For typical ales: I pitch the yeast @ 21-23°C ish. I set the STC1000 to 22°C until I see a krausen on top of the beer (usually 24 hours), then set the STC1000 to 19.5°C for the remainder of fermentation.

Qs

I use a swamp cooler and ice packs. I haven't done any styles that require hotter fermentation temps yet so I'm always looking to keep the temp down at 16-18C and the swamp cooler does a good job of that for me.

cochised

Garry and LordEoin, care to show me how to setup something like that?

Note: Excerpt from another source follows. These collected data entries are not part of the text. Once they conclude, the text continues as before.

Issue #7861, opened 2025-07-22
Create automatic docstrings for dims module from original distributions


ricardoV94:
> These currently end up having an empty docstring: https://pymcio--7820.org.readthedocs.build/projects/docs/en/7820/api/dims/generated/pymc.dims.Flat.html. Is it possible to dynamically copy the docstring from the "regular" distribution?
> 
> For vector distributions or transforms we already have specific docstrings (and I think we want that there) but scalar ones can probably share the docstring after a search/replace of `tensor_like` -> `xtensor_like`

_Originally posted by @OriolAbril in https://github.com/pymc-devs/pymc/pull/7820#discussion_r2204912560_

aman-coder03:
Hi @ricardoV94  
I am interested in working on this.

MSK-005:
@ricardoV94 and @OriolAbril. 
Looking at `dims/distributions/scalar.py`, we could import the classes from `distributions/continuous.py`, and then use a simple loop at the end of `scalar.py` to copy the docstrings using the `__doc__` attribute, and of course, replace `tensor_like` with `xtensor_like`.

However, for that, we will need to import many classes from `distributions/continuous.py`, which might make for messy code and violate the purpose of the file. May we create another file in the `dims/distributions` folder with the name of `docstrings.py`?

Lastly, although many classes can have the same docstrings copied to them, I think one or two might require a manual rewrite to adjust for the parameters for the dims classes.

I'd like to discuss this before I open a PR. Thanks.

ricardoV94:
I think it's possible to import a module as an alias and later delete the alias, something like: `import pymc.distributions as _regular_dists -> ... do stuff with it -> del _regular_dists`

MSK-005:
@ricardoV94, ready for review: [PR #8041](https://github.com/pymc-devs/pymc/pull/8041)

PR #8041, opened 2026-01-05
Add Docstrings for pymc.dims.distributions.scalar

MSK-005:
## Description

This PR (for [#7861](https://github.com/pymc-devs/pymc/issues/7861)) adds a function `create_scalar_dims_docstrings()` that copies the docstrings from all relevant classes in `pymc.distributions.continuous` to `pymc.dims.distributions.scalar`, replacing "tensor_like" with "xtensor_like" where applicable.
## Related Issue

- [x] Closes [#7861](https://github.com/pymc-devs/pymc/issues/7861)
- [ ] Related to #

## Checklist

## Type of change

- [ ] Bug fix
- [x] Documentation
- [ ] Maintenance
- [ ] Other (please specify):

### DIFF
--- a/pymc/dims/distributions/scalar.py
+++ b/pymc/dims/distributions/scalar.py
@@ -194,3 +194,35 @@ class InverseGamma(PositiveDimDistribution):
                 "Incompatible parameterization. Either use alpha and (optionally) beta, or mu and sigma"
             )
         return super().dist([alpha, beta], **kwargs)
+
+
+def create_scalar_dims_docstrings():
+    import inspect
+    import sys
+
+    import pymc.distributions.continuous as _regular_dists
+
+    from pymc.distributions import Continuous
+
+    # Get all subclasses of Continuous class
+    imported_dists = {
+        name: cls
+        for name, cls in inspect.getmembers(_regular_dists, inspect.isclass)
+        if issubclass(cls, Continuous) and cls is not Continuous
+    }
+
+    # Get all classes declared in this file
+    dims_dists = {
+        name: cls
+        for name, cls in inspect.getmembers(sys.modules[__name__], inspect.isclass)
+        if issubclass(cls, DimDistribution) and cls.__module__ == __name__
+    }
+
+    # Copy docstring from regular distribution to dims distribution
+    for dist_class_name in dims_dists:
+        imported_cls = imported_dists.get(dist_class_name)
+        dims_cls = dims_dists.get(dist_class_name)
+        if imported_cls and imported_cls.__doc__ and dims_cls.__doc__ is None:
+            dims_cls.__doc__ = imported_cls.__doc__.replace("tensor_like", "xtensor_like")
+
+    del _regular_dists, Continuous, inspect, sys
--- a/pymc/dims/distributions/scalar.py
+++ b/pymc/dims/distributions/scalar.py
@@ -22,19 +22,15 @@ from pymc.dims.distributions.core import (
     DimDistribution,
     PositiveDimDistribution,
     UnitDimDistribution,
+    copy_docstring,
 )
 from pymc.distributions.continuous import Beta as RegularBeta
 from pymc.distributions.continuous import Gamma as RegularGamma
 from pymc.distributions.continuous import HalfCauchyRV, HalfStudentTRV, flat, halfflat
 
 
-def _copy_docstring(regular_cls):
-    def get_regular_docstring(dims_cls):
-        if regular_cls and regular_cls.__doc__ and dims_cls.__doc__ is None:
-            dims_cls.__doc__ = regular_cls.__doc__.replace("tensor_like", "xtensor_like")
-        return dims_cls
-
-    return get_regular_docstring
+def _change_docstring_words(docstring):
+    return docstring.replace("tensor_like", "xtensor_like")
 
 
 def _get_sigma_from_either_sigma_or_tau(*, sigma, tau):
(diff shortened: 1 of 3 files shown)


MSK-005:
@ricardoV94, looking forward to your code review.

pymc/dims/distributions/scalar.py
```diff
@@ -194,3 +194,35 @@ def dist(cls, alpha=None, beta=None, *, mu=None, sigma=None, **kwargs):
...
+    import pymc.distributions.continuous as _regular_dists
+
+    from pymc.distributions import Continuous
+
+    # Get all subclasses of Continuous class
+    imported_dists = {
+        name: cls
+        for name, cls in inspect.getmembers(_regular_dists, inspect.isclass)
+        if issubclass(cls, Continuous) and cls is not Continuous
+    }
```
ricardoV94: Small performance idea: I guess we can get `dims_dists` first and do a more targetted filter (matches name -> is a subclass of `Distribution`)?

ricardoV94:
Seems to work for the docs: https://pymcio--8041.org.readthedocs.build/projects/docs/en/8041/api/dims/generated/pymc.dims.HalfCauchy.html

pymc/dims/distributions/scalar.py
MSK-005: Done.

pymc/dims/distributions/scalar.py
```diff
@@ -194,3 +194,34 @@ def dist(cls, alpha=None, beta=None, *, mu=None, sigma=None, **kwargs):
                 "Incompatible parameterization. Either use alpha and (optionally) beta, or mu and sigma"
             )
         return super().dist([alpha, beta], **kwargs)
+
+
+def create_scalar_dims_docstrings():
```
ricardoV94: Sorry to rethink again.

Moved house and it is a good bit colder
Have a fridge and brew belt. Am gonna buy an STC-1000 soon  :)

Garry



Kevin O'Roundwood

Time for a stupid question -

If you need to warm your brew but it's in the fridge, isn't the fridge working against you the whole time? Or is the fridge not plugged in but just being used for it's insulation? It's just I noticed the light was on in LordEoin's post in STCs. Am I missing something basic?
Buachaill dána

montofk

The fridge would also contain a heat source, typically a light bulb (in a can to block light), or a heat belt.... When heat is required, the STC switches the fridge off and turns the heat source on. When cool is required vice versa happens. 

Kevin O'Roundwood

Quote from: montofk on November 26, 2014, 01:39:06 PM
The fridge would also contain a heat source, typically a light bulb (in a can to block light), or a heat belt.... When heat is required, the STC switches the fridge off and turns the heat source on. When cool is required vice versa happens. 

ahhhh.... of course.

thanks!

My heat belt is in the courier's van at the moment. Underestimated how sensitive beer is to temperature fluctuations. My wine usually pushes through almost anything, never really had any issues with fermentation sticking in the depths of winter or the heights of summer (even when I lived in a stickily hot flat in London). But beer seems to be a more sensitive soul.... poor fella...

Buachaill dána

DCLavs

I use an aquarium heater in the FV.Thinking on putting the FV in a larger bucket and filling with water then heating that way rather than putting the heater into the beer.